A Natural Solution. Even though rare-earth elements presently have been assigned the highest priority among critical raw materials, other substances are arousing concern as well. “The particularly robust refractory metals are also problematic because of potential delivery bottlenecks,” reports Liepold. These metals include niobium, tungsten, and molybdenum, which are used in X-ray tubes, switches, and other applications that require high heat resistance combined with a certain degree of malleability and conductivity. “There certainly won’t be any across-the-board solution for this problem,” says Liepold. “Instead, we need to take a hard look at whatever alternatives are available for each of these materials.”

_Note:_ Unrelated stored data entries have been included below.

PR #2130, opened 2021-10-08
fix: prevent FP triggering of other sources utilising ID 1102

phantinuss:
done analogous to https://github.com/SigmaHQ/sigma/blob/master/rules/windows/builtin/win_system_susp_eventlog_cleared.yml

### DIFF
--- a/rules/windows/builtin/win_event_log_cleared.yml
+++ b/rules/windows/builtin/win_event_log_cleared.yml
@@ -5,6 +5,7 @@ description: Checks for event id 1102 which indicates the security event log was
 references: 
   - https://github.com/Azure/Azure-Sentinel/blob/master/Detections/SecurityEvent/SecurityEventLogCleared.yaml
 date: 2021/08/15
+modified: 2021/10/08
 author: Saw Winn Naung
 level: medium
 logsource:                     
@@ -16,6 +17,7 @@ tags:
 detection:
     selection:
         EventID: 1102
+        Source: Microsoft-Windows-Eventlog
     condition: selection
 fields:
     - SubjectLogonId
--- a/rules/windows/builtin/win_susp_eventlog_cleared.yml
+++ b/rules/windows/builtin/win_susp_eventlog_cleared.yml
@@ -9,7 +9,7 @@ references:
     - https://www.hybrid-analysis.com/sample/027cc450ef5f8c5f653329641ec1fed91f694e0d229928963b30f6b0d7d3a745?environmentId=100
 author: Florian Roth
 date: 2017/01/10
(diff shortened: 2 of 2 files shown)


teddy-ROxPin:
This change has broken the rule when translating to Splunk. I have included the output below. The change added 'Source="Microsoft-Windows-Eventlog"' which is a source that I've never seen in a Splunk environment.


(source="WinEventLog:Security" EventCode="1102" Source="Microsoft-Windows-Eventlog") | table SubjectLogonId,SubjectUserName,SubjectUserSid,SubjectDomainName

frack113:
Defender log have space ask microsoft why , I can get the logic.
It is not the first time see [win_defender_amsi_trigger.yml](https://github.com/SigmaHQ/sigma/blob/9b2b8dd2c34c9d8cbc88d6a1583deed9c11371b4/rules/windows/other/win_defender_amsi_trigger.yml) for exemple


> Could you clarify what you mean with "my" mapping? My suggestion was to adapt the mapping in tools/config. Which, as it seems, needs to be done for many backends in either case.

I use winlogbeat and ECS so get some query with `winlog.event_data.New\ Value`

phantinuss:
source in splunk maps to the event log in Windows. Source in sigma mapped to "Provider Name" until now. The current suggestion is to introduce "Provider Name" to access that field. That is potentially a new field mapping needed in the splunk logsource configuration, if "Provider Name" is not the native field extraction/alias (or so) in splunk. Can you check in your environment what the name of the field which holds "Provider Name" (seen in the 1st screenshot) is called in splunk? Otherwise the introduced solution will not fix the issue for splunk.

@frack113: In the winlogbeat config "Provider Name" is typed with small letters. That needs to be changed than as well? In the powershell mappings there exists a "ProviderName" which is already used by one rule:
```
grep -REi "provider.?name" rules
rules/windows/powershell/powershell_wsman_com_provider_no_powershell.yml:        ProviderName: WSMan
```
The rule uses `service: powershell-classic `. This log looks the same in the base event:
image
So this mapping should be then switched to "Provider Name" as well, I guess?

I like to clarify these issues beforehand, so I can provide an "atomic" patch for these issues.

frack113:
image

`Provider Name` is in System section
`ProviderName` is in EventData section

Thanks to microsoft a space change all :neutral_face:

phantinuss:
Oh my... Thanks for the info. I prepare the patch now.

teddy-ROxPin:
The provider name does not get shipped to splunk. That field will need to be ignored for splunk mappings.

phantinuss:
Can you check if "SourceName" is an extraction available in your environment?

PR #2131, opened 2021-10-09
Powershell order

frack113:
Hi
from the discussion  #2107 only order file.
Now you can easily select the rules according to the configuration of the target to monitor

- move file the directory
- split 'global' 4103/4104 to 2 detections

wait for notices before changing the categories


frack113:
HI @Neo23x0 seen good to me to be merge.
Do you have any question before ?

PR #2139, opened 2021-10-13
Introducing the field 'Provider Name' for Windows Eventlog Log Sources

phantinuss:
Resolves the issue raised in PR #2130
The field "Source" was replaced with "Provider Name" to clarify that the long version of Windows log source is expected. I compared the already-in-use values with my own system logs or googled for xml log examples of the type, where I didn't have the event types on my own.

I looked in tools/config for existing "Source:" fieldmappings. The existing ones (except for winlogbeat) are all referencing non-windows logs or the event_data part of windows logs and are therefore not applicable for the rules changed in this PR.

That means the existing rules that used "Source:" were - up to this point - never fully functional. The backends have to take care of the new "Provider Name" field, a work which I cannot do as I do not even know most of the backends that well.

### DIFF
--- a/tests/test_rules.py
+++ b/tests/test_rules.py
@@ -170,7 +170,7 @@ class TestRules(unittest.TestCase):
             key_iterator(detection, faulty_fieldnames)
 
         self.assertEqual(faulty_fieldnames, [], Fore.RED +
-                "There are rules with an unsupported field name. Spaces are not allowed. (Replace space with an underscore character if the log source uses space)")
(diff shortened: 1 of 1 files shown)


phantinuss:
I am actually for keeping it close to the log source, when abstraction is not needed.
The advantage is, that generic parsing is possible. The disadvantage I see is that backends/queries might break at the space. So if a space in the rule name is ALWAYS replaced with a '_', the backends can take care of that generically as well. The burden here is on the user to remember the rule "replace space with _" which I do not like. But if spaces are an issue I also think this is the next-best solution.

PR #2159, opened 2021-10-18
FP tuning when CommandLine logging is not activated for 4688 events

phantinuss:


phantinuss:
A colleague just made me aware that CommandLine might not really be `null` but also can be an empty string. I edited the rule so that both cases are included.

Other critical materials include metals such as platinum, palladium, indium, gallium, and germanium. The outlook in terms of supplies of gold, silver, and copper is somewhat less dramatic, although their prices will most likely continue to rise. The prospect of higher prices for many key materials is thus being addressed by Siemens researchers. For example, one project is already focused on using aluminum (which costs about half as much as copper) in place of copper in electric conductors. “About 20 percent of copper can be replaced by aluminum during the first phase,” says Liepold. In another project, which is aimed at obviating the need for silver solder, laser welding is being investigated (see Pictures of the Future, Fall 2008, The Mother of Invention).

Siemens is also conducting research with the objective of producing plastics from sources that are more sustainable than petroleum. Its current focus is on biopolymers that can be produced from oil-containing fruits such as the castor-oil plant.

Siemens is presently using conventional thermoplastic polymers, for instance in special-purpose lamps, for applications in medical technology, and for sorting baskets in automated mail applications. In Liepold’s view, using bioplastics to replace these polymers in the future would be a logical next step. “As a green company we have to pay special attention to the issue of raw materials,” Liepold says.